To run single-threaded locally for debugging:
python launch.py --expfile exp_configs/{sweep_file}.yaml --mode local --debug
To run locally in multi-thread mode (for example, for speed tests):
python launch.py --expfile exp_configs/{sweep_file}.yaml --mode local
To submit the full sweep to a Slurm cluster:
python launch.py --expfile exp_configs/{sweep_file}.yaml --wandb_proj {wandb_project_name} --mode slurm --partition {partition_name} --num_cpus {num_cpus} --seeds 5 --days 3
The config files for the experiments in the paper can be found in the exp_configs folder.
- In our experiments we patched the NLE to disable changes in luck due to lunar phases and Friday the 13th, which make reproducibility difficult. To do this, you can comment out these lines of the source code and set this function to always return
False. We also suggest adding this line right above the first commented portion, which will print a message at the start of the game to confirm the change:
pline("Patched NetHack without lunar phases and such.");
By default, the code will try to import the NLE from an nle_patched folder in the main directory. If this does not exist, it will fall back on the standard NLE.
- The NetHack experiments take a long time to run (~2 weeks), but MiniHack experiments are much faster (<1 day). If you are trying out new hierarchical algorithms, they can provide a quick sanity check.
In principle, SOL is applicable to any RL problem for which you can define a set of intrinsic rewards in addition to the task reward. To run on a new environment:
- First integrate the environment in the regular Sample Factory code (instructions here) and make sure it runs with
--with_sol False. - You will need to add two Gymnasium wrappers around your env. The first computes your intrinsic rewards and returns them in the
infodict under the keyintrinsic_rewards. That is, in thestepfunction do:
intrinsic_rewards = {
'reward_1': ...
'reward_2': ...
...
}
info['intrinsic rewards'] = intrinsic_rewards
- The second is a HierarchicalWrapper, which requires a few arguments:
# these coefficient will scale the intrinsic rewards
# try to set them so all rewards are in roughly similar ranges.
reward_scale = {
'reward_1': 1.0,
'reward_2': 10.0,
...
}
# this specifies what options will be used - there is one option per reward function listed.

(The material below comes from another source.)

PR #1092, opened 2018-01-18
Change to use dcrdata instead of insight

### LINKED ISSUE #1091: Change tx/block links to use explorer.dcrdata.org instead of mainnet.

alexlyp:
Fix #1091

# note: it's usually good to include the task reward here,
# so the system can default to a flat policy when needed.
base_policies = ['reward_1', 'reward_2', 'reward_5']
# this specifies which of the rewards the controller should optimize - i.e. the task reward.
controller_reward_key = 'reward_2'
# if option_length is positive, options will always execute for this number of steps.
# if set to -1, option length will adaptively be chosen by the controller from {1, 2, 4, ..., 128}.
option_length = -1
env = HierarchicalWrapper(
env,
reward_scale,
base_policies,
controller_reward_key,
option_length,
)
If you use this code, please cite the following:
@misc{henaff2025scalableoptionlearninghighthroughput,
title={Scalable Option Learning in High-Throughput Environments},
author={Mikael Henaff and Scott Fujimoto and Michael Matthews and Michael Rabbat},
year={2025},
eprint={2509.00338},
archivePrefix={arXiv},
primaryClass={cs.LG},
url={https://arxiv.org/abs/2509.00338},
}
We use Alexei Petrenko's excellent Sample Factory codebase as our base RL algorithm, check it out!
The code portions specific to SOL contained in the sol/ subfolder are licensed by CC-BY-NC. The original Sample Factory code is licensed under the MIT license.